> [REQUIREMENT]:
Each line of the data below that carries the word "twosigma" needs to be copied.

*** Block opens ***

PR #2519, opened 2019-07-26
Add $el to BoxView and ControllerView

### LINKED ISSUE #2497: $el missing when inheriting from BoxView
The BeakerX team is separating out table display as a standalone widget and in the process is upgrading it to work with the latest versions of the Jupyter ecosystem libraries. We have run into issues. @piorek writes:

> I've changed to @jupyter-widgets/base ^1 || ^2 and that part is working fine while using ipywidgets<7.5 but as soon as I try to use it with ipywidgets 7.5 I have a problem.
> In many our views like `EasyFormView` we are using `Bootstrap.View` stuff like having `this.$el` but after switching to ipywidgets#7.5 it's not there at runtime at least not here:
https://github.com/twosigma/beakerx/blob/lukasz/8056_separate_table_display/js/notebook/src/EasyForm.ts#L66
> maybe it's because of
> * where we are using it,
> * some changes in ipywidgets#7.5,
> * some changes in jupyterlab#1.0 itself

cc: @LeeTZ @lukasz @SylvainCorlay @jasongrout 
cf. https://github.com/twosigma/beakerx/pull/8076

jasongrout:
Fixes #2497

### DIFF
--- a/packages/controls/src/widget_box.ts
+++ b/packages/controls/src/widget_box.ts
@@ -26,6 +26,7 @@ import {
 } from '@phosphor/widgets';
 
 import * as _ from 'underscore';
+import $ from 'jquery';
 
 export
 class BoxModel extends CoreDOMWidgetModel {
@@ -79,6 +80,7 @@ class BoxView extends DOMWidgetView {
         }
 
         this.el = this.pWidget.node;
+        this.$el = $(this.pWidget.node);
     }
 
     initialize(parameters: any) {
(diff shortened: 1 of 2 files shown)


jasongrout:
CC @maartenbreddels, @SylvainCorlay for a sanity check.

afshin:
Thank you!

jasongrout:
This is released in ipywidgets 7.5.1

PR #2521, opened 2019-07-29
Execute docs when building always

jasongrout:
Currently we manually execute notebooks to store the widget state in them for documentation. This manual process is tedious and error-prone, and requires us frequently run various documentation notebooks and commit results in order to keep things up to date.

*** Block closes ***

> [REPLY]:
https://github.com/twosigma/beakerx/blob/lukasz/8056_separate_table_display/js/notebook/src/EasyForm.ts#L66
cf. https://github.com/twosigma/beakerx/pull/8076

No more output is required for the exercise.